Tidy YAML header whitespace

2919cd9 verified about 2 months ago

3.1 kB

license: apache-2.0
library_name: transformers
pipeline_tag: text-generation
base_model: mistralai/Mistral-7B-v0.1
tags:
  - dystrio
  - sculpt
  - dense
  - runtime-agnostic
  - no-custom-kernels
  - hf-drop-in
model-index:
  - name: Dystrio Sculpt (Mistral-7B Conservative)
    results:
      - task:
          type: text-generation
        dataset:
          name: WikiText-103 (validation)
          type: wikitext
        metrics:
          - name: perplexity
            type: perplexity
            value: 11.0557

What is Dystrio Sculpt?

Dystrio Sculpt produces dense compiled variants of existing models that:

reduce memory footprint
improve prefill throughput
remain runtime-agnostic
require no custom kernels
load with standard HuggingFace Transformers

Key Results

Compared to mistralai/Mistral-7B-v0.1 baseline on an A100 80GB:

Weights memory: -11% (Conservative) / -23% (Balanced)
RAG latency (TTFT p95): -7% / -14%
Decode throughput: ~flat
No runtime changes: no custom kernels, no new ops, standard transformers loading

Notes: TTFT includes prefill + first decode step. “Weights memory” is computed from parameter sizes (GiB) and is workload-independent.

Benchmark Results

Model	PPL	PPL Ratio	RAG TTFT p95 (ms)	Chat Decode p95 (ms/tok)	Prefill TPS	Decode TPS	Weights (GiB)	Post-load (GiB)	End-of-bench (GiB)	Peak (GiB)
mistral-7b-v0.1 (baseline)	11.0557	1.0	158.357	33.096	7661.1	30.9	13.488777	13.488778	13.5	14.15
sculpt-conservative	12.4484	1.126	147.31	34.169	8296.3	30.2	11.988777	11.996713	12.0	12.63
sculpt-balanced	19.5153	1.7652	135.959	33.302	9175.1	30.7	10.395027	10.402963	10.4	11.02

Benchmark Environment

GPU: NVIDIA A100-SXM4-80GB
dtype: bf16
Torch: 2.10.0+cu128
Transformers: 5.2.0
Deterministic: False
Seed: 0
Single-GPU, Hugging Face Transformers, no custom kernels.

Metric Definitions

TTFT incl. prefill: Wall time from prompt submission to first generated token (prefill forward + first decode step). Per-prompt request-level measurement.
First decode step: Wall time of the first decode forward call only (post-prefill).
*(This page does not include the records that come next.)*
Issue #20398, opened 2024-06-03
Layout direction does not change when required RTL/LTR


GhaziTriki:
**Describe the bug**
Layout does not switch to LTR when started with RTL.

**To Reproduce**
Steps to reproduce the behaviour:
1. Put Arabic as default language in the browser.
2. Connect to a meeting.
3. Change the language to any LTR language, French as example.

**Expected behaviour**
The full layout should switch to LTR, chat should be at the left of the screen.

**Actual behaviour**
The layout remains in RTL and only few components get LTR.

**BBB version:**
BigBlueButton Server 3.0.0-alpha.6

**Desktop (please complete the following information):**
 - OS: Windows
 - Browser: Firefox
 - Version: 126.0.1 (64 bits)

PR #20521, opened 2024-06-18
Fix: Layout direction does not change when required RTL/LTR

Scroody:
### What does this PR do?

This PR fixes the bug where some UI elements would not respect the RTL/LTR behavior.

### Closes Issue(s)

#20398


antonbsa:
I'm facing no presentation displayed after the upload is finished when testing locally right after joining a user in the meeting:
image

I couldn't find any error logs that might help with it, as there are too many of them and no presentation/wb related. Could you confirm if you have the same?

antonbsa (approved):

PR #20528, opened 2024-06-18
refactor(core-html5): custom hook for voice data

JoVictorNunes:
### What does this PR do?

Creates a custom hook with the purpose of centralizing voice data access, leveraging subscription deduplication and patched subscriptions.

### Closes Issue(s)

None

### Motivation

Voice data is used across many parts of the client and changes frequently. So, it makes sense to centralize the data access in a standalone, patched subscription.


Tainan404 (approved):
LGTM

PR #20536, opened 2024-06-19
refactor(perf): make user list always load first userlist page

Tainan404:
### What does this PR do?

Change the userlist to keep the first page always loaded, it makes the client looks loading fasters and also allows a better naviagation


bigbluebutton-html5/imports/ui/components/user-list/user-list-content/user-participants/user-list-participants/component.tsx
```diff
@@ -101,24 +101,34 @@ const UserListParticipants: React.FC<UserListParticipantsProps> = ({
       <Styled.VirtualizedList ref={userListRef}>
         {
           Array.from({ length: amountOfPages }).map((_, i) => {
+            console.log("🚀 -> Array.from -> i:", i)
```
antobinary, line 104:
```suggestion
```

PR #20545, opened 2024-06-19
refactor: Simplify database view `v_user_voice`

gustavotrott:
Some complexity was in order to take advantage of indexes for `showTalkingIndicator`.
It is not necessary anymore since #20528


antobinary:
Note https://github.com/bigbluebutton/bigbluebutton/pull/20528 was reverted. Let's hold on.

PR #20546, opened 2024-06-19
docs(GL): correct statements about presentations not being migrated and how to fix entity too large errors

danimo:
See https://github.com/bigbluebutton/greenlight/issues/5849.


antobinary:
Thank you!

PR #20295, opened 2024-05-17
feat: Initial BBB 3.0 Gladia transcriptions implementation

lfzawacki:
Supersedes https://github.com/bigbluebutton/bigbluebutton/pull/20199

PR #20549, opened 2024-06-19
refactor (gql-server): Set some configs for Max PG connections and Nginx max workers aiming to support more users

gustavotrott:
As result from @TiagoJacobs 's stress tests, this PR will:

- Increase Hasura config to have max of 100 connections with PG (was 50 by default)
- Set Hasura config for PG connection to use `prepared_statements` (looks promising for better performance)
- Set nginx `worker_connections 10000` (was 4k) aiming to support 1k users
- Set Postgresql `max_connections = 300` (was 100 by default), because Hasura alone can use 100 (or more during reconnections)


antobinary:
This PR seems to be reverting some of the magical rearrangements by @ramonlsouza from #20295 https://github.com/bigbluebutton/bigbluebutton/pull/20295/commits/0d872431ba1e6595cd781e4442935d938f997e38

Other than that I am fine with the configs changes. `worker_connections` I've had to change for every stress test.

gustavotrott:
> This PR seems to be reverting some of the magical rearrangements by @ramonlsouza from #20295 [0d87243](https://github.com/bigbluebutton/bigbluebutton/commit/0d872431ba1e6595cd781e4442935d938f997e38)
> 

Maybe it is just a refactor that Hasura does when I exec `hasura metadata export`.

bbb-graphql-server/metadata/databases/databases.yaml
```diff
@@ -16,13 +16,10 @@
...
-          database: bbb_graphql
-          host: 127.0.0.1
-          password: bbb_graphql
-          port: 5432
-          username: postgres
+      database_url: postgres://postgres:bbb_graphql@127.0.0.1:5432/bbb_graphql
       isolation_level: read-committed
-      use_prepared_statements: false
+      pool_settings:
+        connection_lifetime: 600
```
TiagoJacobs, line 22:
```suggestion
        connection_lifetime: 3600
```

PR #20553, opened 2024-06-20
Fix: Chat input double enter key putting presenter into full screen

Scroody:
### What does this PR do?

This PR fixes the issue where the presenter would double enter in the chat and enter full screen.

https://github.com/bigbluebutton/bigbluebutton/assets/36093456/18e83978-e8bf-4d48-9c7b-16f9da4d78df


gabriellpr (approved):

ramonlsouza:
These changes may not completely resolve the issue...
I suggest another approach: do not disable the message input and only disable pressing enter and pressing the 'send message' button instead. This way the focus will not be removed from the message input and the issue will not happen


https://github.com/bigbluebutton/bigbluebutton/assets/3728706/64ffb968-71a4-4920-8ced-cfb2589d5c19

bigbluebutton-html5/imports/ui/components/chat/chat-graphql/chat-message-form/component.tsx
```diff
@@ -175,6 +175,16 @@ const ChatMessageForm: React.FC<ChatMessageFormProps> = ({
...
+  window.addEventListener('keydown', (e) => {
+    if (e.key === 'U+000A' || e.key === 'Enter') {
+      setTimeout(() => {
+        e.preventDefault();
+        return false;
+      }, 300);
+    }
+    return true;
+  });
+
```
ramonlsouza, line 187:
```suggestion
```

antobinary:
Let's squash when ready pls!

PR #20568, opened 2024-06-21
refactor(core-html5): custom hooks for voice data

JoVictorNunes:
### What does this PR do?

Creates a custom hook with the purpose of centralizing voice data access, leveraging subscription deduplication and improvements introduced by https://github.com/bigbluebutton/bigbluebutton/pull/20557.

### Closes Issue(s)

None

### Motivation

Voice data is used across many parts of the client and changes frequently. So, it makes sense to centralize the data access in a standalone, patched subscription.

### DIFF
--- a/bbb-graphql-server/bbb_schema.sql
+++ b/bbb-graphql-server/bbb_schema.sql
@@ -664,8 +664,12 @@ select
 	"user_voice"."talking",
     "user_voice"."startTime",
     "user_voice"."endTime",
-	"user_voice"."voiceActivityAt"
+	"user_voice"."voiceActivityAt",
+    "user"."color",
+    "user"."name",
+    "user"."speechLocale"
 FROM "user_voice"
+JOIN "user" ON "user"."userId" = "user_voice"."userId"
 WHERE "voiceActivityAt" is not null
 AND --filter recent activities to avoid receiving all history every time it starts the streming
     ("voiceActivityAt" > current_timestamp - '10 seconds'::interval
--- a/bbb-graphql-server/metadata/databases/BigBlueButton/tables/public_v_user_voice_activity.yaml
+++ b/bbb-graphql-server/metadata/databases/BigBlueButton/tables/public_v_user_voice_activity.yaml
@@ -16,6 +16,9 @@ select_permissions:
         - talking
         - userId
         - voiceActivityAt
+        - color
+        - name
+        - speechLocale
       filter:
         meetingId:
           _eq: X-Hasura-MeetingId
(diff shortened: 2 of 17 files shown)


bbb-graphql-server/bbb_schema.sql
```diff
@@ -664,8 +664,12 @@ select
 	"user_voice"."talking",
     "user_voice"."startTime",
     "user_voice"."endTime",
-	"user_voice"."voiceActivityAt"
+	"user_voice"."voiceActivityAt",
+    "user"."color",
+    "user"."name",
+    "user"."speechLocale"
 FROM "user_voice"
+JOIN "user" ON "user"."userId" = "user_voice"."userId"
```
gustavotrott, line 672: I suggest to get User's infos using Hasura relationship instead of adding them to the view `v_user_voice_activity`.

JoVictorNunes: I tried doing that with Hasura relations but it was complaining `voiceActivityAt` field was not found in the `user` table. I think Hasura expects all tables in the relation to have the cursor fields.

JoVictorNunes: I tried doing that with Hasura relationships but it was complaining `voiceActivityAt` field was not found in the `user` table. I think Hasura expects all tables in the relation to have the cursor fields.

gustavotrott: You need to query `user` as child of `user_voice_activity_stream`!

```gql
subscription {
  user_voice_activity_stream(cursor: {initial_value: {voiceActivityAt: "2020-01-01"}}, batch_size: 10) {
    meetingId
    muted
    startTime
    endTime
    talking
    userId
    user {
      userId
      name
    }
  }
}
```

Just tested here and it works!

gustavotrott:
Looks like `userCurrentSubscription` is still receiving new data when the user talks.
Is it possible to make use of the new hooks for `user_current` too?

image

JoVictorNunes:
Actually I forgot to remove `talking` and `muted` from `user_current`. The hooks are intended to work for it as well. We can remove both `talking` and `muted`, and things are expected to keep working!

gustavotrott:
I found some bugs in the Talking Indicator:

00:06: Muted user is in first place in the list
00:18: Users are switching order with no reason
00:33: Left User is talking but he is not being showed in the talking list

[Screencast from 2024-06-25 13-22-13.webm](https://github.com/bigbluebutton/bigbluebutton/assets/5660191/54f74729-595c-4a41-82b2-6dcd00d71452)

bbb-graphql-server/metadata/databases/BigBlueButton/tables/public_v_user_voice_activity.yaml
```diff
@@ -6,6 +6,16 @@ configuration:
   custom_column_names: {}
   custom_name: user_voice_activity
   custom_root_fields: {}
+object_relationships:
+  - name: user
+    using:
+      manual_configuration:
+        column_mapping:
+          userId: userId
```
gustavotrott, line 14:
```suggestion
          meetingId: meetingId
          userId: userId
```

Always use `meetingId + userId` for joining with `user`, because sometimes the `userId` is duplicated to join in a breakout room only in audio!

gustavotrott (approved):
lgtm!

Per-prompt request-level measurement.
Prefill/Decode TPS: Throughput from batched microbenchmark iterations (not request-level; used for throughput comparison only).
Weights (GiB): Model parameter memory only (sum of numel * element_size for all parameters). Deterministic and runtime-independent.
Post-load (GiB): torch.cuda.memory_allocated() immediately after model.eval() + torch.cuda.empty_cache(). Captures weights + framework overhead before any inference.
End-of-bench (GiB): torch.cuda.memory_allocated() at end of benchmark workload. Includes KV-cache and activations still held.
Peak (GiB): torch.cuda.max_memory_allocated() during benchmark. High-water mark for planning GPU headroom.